### [Task to carry out]
Check each line of the material, and show the ones that include the word "input".

=== Section Start ===

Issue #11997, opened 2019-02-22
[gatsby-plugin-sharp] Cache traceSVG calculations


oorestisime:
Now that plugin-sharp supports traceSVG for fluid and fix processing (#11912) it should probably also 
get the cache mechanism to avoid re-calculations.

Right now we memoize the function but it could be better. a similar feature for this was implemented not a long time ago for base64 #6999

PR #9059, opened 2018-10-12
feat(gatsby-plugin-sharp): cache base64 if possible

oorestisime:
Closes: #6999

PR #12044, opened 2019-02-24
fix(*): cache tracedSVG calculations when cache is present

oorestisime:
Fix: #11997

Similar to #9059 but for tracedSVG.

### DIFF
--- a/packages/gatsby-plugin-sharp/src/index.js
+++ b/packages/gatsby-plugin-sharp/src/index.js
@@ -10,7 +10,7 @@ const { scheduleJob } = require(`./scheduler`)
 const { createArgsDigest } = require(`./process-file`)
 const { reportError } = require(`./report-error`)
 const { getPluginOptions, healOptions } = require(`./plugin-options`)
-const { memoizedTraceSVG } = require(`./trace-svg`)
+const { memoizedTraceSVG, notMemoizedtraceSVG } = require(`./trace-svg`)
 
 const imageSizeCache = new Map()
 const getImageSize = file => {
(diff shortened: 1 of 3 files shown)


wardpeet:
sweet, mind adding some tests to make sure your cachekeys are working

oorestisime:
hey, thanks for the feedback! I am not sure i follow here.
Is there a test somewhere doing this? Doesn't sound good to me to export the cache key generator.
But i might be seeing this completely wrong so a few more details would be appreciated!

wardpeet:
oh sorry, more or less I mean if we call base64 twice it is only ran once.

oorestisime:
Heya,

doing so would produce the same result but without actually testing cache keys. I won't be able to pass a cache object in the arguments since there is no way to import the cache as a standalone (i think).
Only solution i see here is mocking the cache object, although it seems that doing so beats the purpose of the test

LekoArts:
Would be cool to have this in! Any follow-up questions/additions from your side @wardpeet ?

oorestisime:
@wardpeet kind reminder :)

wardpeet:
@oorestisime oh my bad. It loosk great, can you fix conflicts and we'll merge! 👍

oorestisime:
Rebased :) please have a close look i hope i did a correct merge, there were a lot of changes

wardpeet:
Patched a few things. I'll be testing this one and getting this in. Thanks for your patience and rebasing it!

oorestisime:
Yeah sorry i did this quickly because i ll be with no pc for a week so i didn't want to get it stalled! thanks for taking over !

=== Section End ===
=== Section Start ===

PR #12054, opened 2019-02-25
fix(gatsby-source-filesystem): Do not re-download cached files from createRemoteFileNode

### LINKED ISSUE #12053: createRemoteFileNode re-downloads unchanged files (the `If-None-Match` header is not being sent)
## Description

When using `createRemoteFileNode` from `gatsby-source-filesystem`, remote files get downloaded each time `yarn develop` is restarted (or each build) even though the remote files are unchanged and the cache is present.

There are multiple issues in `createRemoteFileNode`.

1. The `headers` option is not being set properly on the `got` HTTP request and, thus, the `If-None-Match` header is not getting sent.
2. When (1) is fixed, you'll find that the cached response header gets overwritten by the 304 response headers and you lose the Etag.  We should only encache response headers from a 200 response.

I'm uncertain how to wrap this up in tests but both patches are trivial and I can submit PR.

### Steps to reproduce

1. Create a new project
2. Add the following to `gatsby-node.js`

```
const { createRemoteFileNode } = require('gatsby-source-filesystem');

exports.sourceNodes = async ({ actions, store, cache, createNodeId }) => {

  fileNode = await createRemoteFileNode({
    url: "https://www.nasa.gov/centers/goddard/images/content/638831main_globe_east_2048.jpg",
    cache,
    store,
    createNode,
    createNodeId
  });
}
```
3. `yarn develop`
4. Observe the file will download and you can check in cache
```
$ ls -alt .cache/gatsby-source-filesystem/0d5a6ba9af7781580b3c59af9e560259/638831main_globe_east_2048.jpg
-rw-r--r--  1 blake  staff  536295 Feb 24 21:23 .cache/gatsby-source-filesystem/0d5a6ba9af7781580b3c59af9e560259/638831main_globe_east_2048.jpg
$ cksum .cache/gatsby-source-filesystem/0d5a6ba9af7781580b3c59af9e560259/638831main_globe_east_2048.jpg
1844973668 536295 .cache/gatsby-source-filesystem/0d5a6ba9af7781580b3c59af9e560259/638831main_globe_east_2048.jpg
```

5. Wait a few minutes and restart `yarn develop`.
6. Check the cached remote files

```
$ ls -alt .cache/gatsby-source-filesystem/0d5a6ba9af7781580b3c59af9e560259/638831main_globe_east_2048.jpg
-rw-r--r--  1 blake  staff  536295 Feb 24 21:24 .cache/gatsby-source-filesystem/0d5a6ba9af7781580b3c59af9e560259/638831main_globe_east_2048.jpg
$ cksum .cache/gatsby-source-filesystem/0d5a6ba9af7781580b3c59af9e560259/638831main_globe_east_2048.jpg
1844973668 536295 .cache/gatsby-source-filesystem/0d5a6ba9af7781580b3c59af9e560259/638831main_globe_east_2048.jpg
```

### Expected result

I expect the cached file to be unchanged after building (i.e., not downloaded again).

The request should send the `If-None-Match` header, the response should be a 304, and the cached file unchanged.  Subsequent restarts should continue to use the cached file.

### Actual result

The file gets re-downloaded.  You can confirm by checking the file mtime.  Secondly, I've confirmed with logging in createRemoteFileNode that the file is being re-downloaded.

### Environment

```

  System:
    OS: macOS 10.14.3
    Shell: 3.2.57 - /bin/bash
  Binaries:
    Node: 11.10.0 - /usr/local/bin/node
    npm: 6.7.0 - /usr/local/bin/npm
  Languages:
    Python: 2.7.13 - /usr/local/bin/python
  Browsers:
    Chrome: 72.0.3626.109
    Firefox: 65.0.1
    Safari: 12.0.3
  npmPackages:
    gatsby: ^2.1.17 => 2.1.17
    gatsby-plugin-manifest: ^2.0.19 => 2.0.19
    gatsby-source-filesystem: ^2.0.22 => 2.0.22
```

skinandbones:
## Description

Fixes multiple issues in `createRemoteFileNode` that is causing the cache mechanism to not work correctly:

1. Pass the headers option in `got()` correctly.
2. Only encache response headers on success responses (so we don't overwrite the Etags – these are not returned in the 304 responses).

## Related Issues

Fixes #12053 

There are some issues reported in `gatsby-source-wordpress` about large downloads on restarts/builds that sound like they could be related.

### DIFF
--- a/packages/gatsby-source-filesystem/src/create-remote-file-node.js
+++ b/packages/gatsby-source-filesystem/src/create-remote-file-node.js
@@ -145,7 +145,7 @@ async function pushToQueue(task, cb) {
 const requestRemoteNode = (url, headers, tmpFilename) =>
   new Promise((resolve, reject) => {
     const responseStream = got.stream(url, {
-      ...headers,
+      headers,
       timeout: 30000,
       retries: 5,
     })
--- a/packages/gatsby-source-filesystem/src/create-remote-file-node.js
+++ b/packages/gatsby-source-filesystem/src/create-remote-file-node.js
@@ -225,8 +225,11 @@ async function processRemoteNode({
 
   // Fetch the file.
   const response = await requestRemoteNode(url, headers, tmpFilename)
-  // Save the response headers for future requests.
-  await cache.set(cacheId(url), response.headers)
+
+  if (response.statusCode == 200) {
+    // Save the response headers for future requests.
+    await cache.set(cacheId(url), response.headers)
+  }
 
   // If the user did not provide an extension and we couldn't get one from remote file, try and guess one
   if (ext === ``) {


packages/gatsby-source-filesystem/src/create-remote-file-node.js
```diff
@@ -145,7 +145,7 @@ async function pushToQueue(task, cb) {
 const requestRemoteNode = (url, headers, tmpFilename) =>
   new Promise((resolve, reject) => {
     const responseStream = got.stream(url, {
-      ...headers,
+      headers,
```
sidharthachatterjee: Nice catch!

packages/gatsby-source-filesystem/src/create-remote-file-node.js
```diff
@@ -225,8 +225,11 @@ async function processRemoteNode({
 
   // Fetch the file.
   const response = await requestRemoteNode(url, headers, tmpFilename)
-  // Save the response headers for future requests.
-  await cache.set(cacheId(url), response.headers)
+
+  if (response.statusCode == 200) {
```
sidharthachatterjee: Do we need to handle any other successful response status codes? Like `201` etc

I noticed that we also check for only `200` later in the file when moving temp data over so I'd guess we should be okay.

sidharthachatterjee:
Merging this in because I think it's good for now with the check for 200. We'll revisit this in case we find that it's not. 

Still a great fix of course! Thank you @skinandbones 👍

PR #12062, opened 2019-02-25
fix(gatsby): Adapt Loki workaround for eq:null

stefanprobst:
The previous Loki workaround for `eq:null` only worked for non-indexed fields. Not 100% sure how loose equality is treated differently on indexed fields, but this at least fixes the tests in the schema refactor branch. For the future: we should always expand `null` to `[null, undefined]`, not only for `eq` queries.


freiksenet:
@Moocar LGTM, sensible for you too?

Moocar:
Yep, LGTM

=== Section End ===
=== Section Start ===

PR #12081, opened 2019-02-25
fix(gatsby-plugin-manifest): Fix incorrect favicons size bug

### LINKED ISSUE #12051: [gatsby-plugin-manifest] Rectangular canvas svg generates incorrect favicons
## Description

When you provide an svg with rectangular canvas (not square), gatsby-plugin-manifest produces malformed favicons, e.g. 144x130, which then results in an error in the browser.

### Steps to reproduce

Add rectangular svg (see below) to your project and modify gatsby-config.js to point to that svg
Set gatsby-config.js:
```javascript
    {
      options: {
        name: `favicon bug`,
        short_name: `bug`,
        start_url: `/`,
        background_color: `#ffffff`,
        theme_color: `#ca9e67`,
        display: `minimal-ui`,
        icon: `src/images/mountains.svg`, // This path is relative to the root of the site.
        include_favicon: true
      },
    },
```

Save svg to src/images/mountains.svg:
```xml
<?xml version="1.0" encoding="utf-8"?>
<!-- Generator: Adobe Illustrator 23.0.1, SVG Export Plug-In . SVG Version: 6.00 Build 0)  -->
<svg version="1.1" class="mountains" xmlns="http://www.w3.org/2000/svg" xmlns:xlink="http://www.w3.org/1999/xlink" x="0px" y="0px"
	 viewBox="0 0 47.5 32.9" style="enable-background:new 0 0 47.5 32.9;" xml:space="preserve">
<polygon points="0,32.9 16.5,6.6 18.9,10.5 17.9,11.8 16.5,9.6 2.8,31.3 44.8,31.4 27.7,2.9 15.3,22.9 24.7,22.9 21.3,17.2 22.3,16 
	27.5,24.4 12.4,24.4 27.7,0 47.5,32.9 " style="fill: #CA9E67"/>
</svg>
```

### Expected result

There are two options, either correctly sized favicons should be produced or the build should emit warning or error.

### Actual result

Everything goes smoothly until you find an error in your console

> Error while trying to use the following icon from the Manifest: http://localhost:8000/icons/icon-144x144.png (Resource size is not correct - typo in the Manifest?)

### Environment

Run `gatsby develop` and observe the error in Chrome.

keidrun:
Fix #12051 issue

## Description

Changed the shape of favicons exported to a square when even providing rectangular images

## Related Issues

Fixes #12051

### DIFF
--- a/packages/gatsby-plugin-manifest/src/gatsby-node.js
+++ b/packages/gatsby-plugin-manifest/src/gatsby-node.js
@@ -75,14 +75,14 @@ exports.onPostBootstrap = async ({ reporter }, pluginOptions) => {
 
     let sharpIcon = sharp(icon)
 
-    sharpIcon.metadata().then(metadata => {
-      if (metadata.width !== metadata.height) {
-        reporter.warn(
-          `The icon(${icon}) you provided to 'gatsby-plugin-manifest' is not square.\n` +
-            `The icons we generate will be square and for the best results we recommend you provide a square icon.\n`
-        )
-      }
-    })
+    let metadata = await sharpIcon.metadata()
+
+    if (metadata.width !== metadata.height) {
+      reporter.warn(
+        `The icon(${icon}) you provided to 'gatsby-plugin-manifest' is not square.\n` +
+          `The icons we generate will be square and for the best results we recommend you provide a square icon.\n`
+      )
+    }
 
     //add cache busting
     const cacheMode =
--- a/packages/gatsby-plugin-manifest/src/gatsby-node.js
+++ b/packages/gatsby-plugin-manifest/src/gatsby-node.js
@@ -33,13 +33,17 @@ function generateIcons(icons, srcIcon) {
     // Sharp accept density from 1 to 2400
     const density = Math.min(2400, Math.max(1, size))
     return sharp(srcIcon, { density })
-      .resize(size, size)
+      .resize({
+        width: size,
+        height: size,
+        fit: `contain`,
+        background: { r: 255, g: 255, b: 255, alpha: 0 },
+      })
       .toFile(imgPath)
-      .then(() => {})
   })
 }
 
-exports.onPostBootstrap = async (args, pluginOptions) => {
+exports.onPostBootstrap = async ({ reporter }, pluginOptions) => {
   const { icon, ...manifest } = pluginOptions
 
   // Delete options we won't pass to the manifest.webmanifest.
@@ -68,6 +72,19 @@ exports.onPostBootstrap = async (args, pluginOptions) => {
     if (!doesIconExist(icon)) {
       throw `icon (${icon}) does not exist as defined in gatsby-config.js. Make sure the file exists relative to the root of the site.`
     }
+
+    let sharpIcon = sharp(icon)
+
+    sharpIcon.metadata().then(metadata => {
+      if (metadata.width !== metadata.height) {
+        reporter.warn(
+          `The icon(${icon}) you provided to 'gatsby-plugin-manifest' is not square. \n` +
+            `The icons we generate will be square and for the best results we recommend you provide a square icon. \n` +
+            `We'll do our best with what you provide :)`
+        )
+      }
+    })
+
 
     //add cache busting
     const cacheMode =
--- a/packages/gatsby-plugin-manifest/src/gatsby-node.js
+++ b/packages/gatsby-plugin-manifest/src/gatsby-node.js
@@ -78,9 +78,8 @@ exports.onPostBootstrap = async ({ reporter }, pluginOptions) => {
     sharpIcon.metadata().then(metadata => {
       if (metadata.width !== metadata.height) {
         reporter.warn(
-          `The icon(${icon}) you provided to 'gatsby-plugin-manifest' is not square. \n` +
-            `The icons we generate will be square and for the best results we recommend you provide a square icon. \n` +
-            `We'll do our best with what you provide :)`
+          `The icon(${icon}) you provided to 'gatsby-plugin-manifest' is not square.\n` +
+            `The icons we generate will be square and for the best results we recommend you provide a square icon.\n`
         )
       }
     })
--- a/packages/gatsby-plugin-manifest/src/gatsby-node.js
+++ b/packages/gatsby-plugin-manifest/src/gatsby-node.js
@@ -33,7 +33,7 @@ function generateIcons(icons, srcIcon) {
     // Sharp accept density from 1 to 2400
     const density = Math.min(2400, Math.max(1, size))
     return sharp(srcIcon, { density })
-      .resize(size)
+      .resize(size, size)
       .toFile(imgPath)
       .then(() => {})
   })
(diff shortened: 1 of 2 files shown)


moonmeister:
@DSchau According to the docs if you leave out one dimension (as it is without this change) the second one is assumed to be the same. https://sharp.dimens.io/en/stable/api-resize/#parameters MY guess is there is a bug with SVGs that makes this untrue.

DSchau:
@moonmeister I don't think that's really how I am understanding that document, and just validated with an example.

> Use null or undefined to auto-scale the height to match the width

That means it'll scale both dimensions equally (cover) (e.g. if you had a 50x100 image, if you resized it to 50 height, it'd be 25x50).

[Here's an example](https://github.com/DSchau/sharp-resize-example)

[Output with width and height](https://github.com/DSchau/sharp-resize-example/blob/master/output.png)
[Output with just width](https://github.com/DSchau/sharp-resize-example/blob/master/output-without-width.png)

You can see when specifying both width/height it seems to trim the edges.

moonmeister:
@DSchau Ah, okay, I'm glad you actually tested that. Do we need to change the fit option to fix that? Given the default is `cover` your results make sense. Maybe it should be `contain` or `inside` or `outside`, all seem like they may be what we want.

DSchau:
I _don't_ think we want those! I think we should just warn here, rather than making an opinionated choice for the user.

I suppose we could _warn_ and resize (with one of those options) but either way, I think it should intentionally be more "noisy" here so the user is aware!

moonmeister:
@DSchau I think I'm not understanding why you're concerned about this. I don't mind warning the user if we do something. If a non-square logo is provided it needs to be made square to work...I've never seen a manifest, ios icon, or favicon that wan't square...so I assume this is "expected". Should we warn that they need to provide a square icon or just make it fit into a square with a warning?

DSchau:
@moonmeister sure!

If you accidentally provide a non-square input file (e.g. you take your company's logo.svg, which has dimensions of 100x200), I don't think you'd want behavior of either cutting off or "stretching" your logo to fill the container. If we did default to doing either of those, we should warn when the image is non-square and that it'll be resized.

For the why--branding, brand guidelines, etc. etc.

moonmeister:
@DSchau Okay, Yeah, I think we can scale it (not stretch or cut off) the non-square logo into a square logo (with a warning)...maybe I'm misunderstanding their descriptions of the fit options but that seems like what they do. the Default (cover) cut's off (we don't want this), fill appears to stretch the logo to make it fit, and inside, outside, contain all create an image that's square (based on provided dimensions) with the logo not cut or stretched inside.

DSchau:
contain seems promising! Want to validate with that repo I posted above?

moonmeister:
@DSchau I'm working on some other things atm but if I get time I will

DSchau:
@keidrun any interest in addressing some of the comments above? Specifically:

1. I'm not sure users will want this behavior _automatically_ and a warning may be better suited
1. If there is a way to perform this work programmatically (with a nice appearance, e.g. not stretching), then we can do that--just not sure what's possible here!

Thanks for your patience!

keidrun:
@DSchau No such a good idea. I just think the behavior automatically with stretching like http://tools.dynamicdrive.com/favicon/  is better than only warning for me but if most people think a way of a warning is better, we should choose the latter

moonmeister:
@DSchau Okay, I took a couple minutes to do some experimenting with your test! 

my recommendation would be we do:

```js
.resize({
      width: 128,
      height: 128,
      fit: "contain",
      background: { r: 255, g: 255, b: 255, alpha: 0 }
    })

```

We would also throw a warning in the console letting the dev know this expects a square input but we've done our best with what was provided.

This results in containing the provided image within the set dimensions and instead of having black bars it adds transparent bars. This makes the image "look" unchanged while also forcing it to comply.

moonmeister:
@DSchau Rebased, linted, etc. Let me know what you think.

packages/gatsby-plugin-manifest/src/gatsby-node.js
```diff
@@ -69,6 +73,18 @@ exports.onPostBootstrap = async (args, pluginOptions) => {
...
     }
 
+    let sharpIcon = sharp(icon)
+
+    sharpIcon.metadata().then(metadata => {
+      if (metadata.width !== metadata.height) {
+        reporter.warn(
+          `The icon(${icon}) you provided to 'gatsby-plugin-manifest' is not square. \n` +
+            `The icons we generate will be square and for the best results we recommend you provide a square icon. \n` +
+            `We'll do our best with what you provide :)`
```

=== Section End ===

### [Solved exercise]
If you accidentally provide a non-square input file (e.g. you take your company's logo.svg, which has dimensions of 100x200), I don't think you'd want behavior of either cutting off or "stretching" your logo to fill the container. If we did default to doing either of those, we should warn when the image is non-square and that it'll be resized.
We would also throw a warning in the console letting the dev know this expects a square input but we've done our best with what was provided.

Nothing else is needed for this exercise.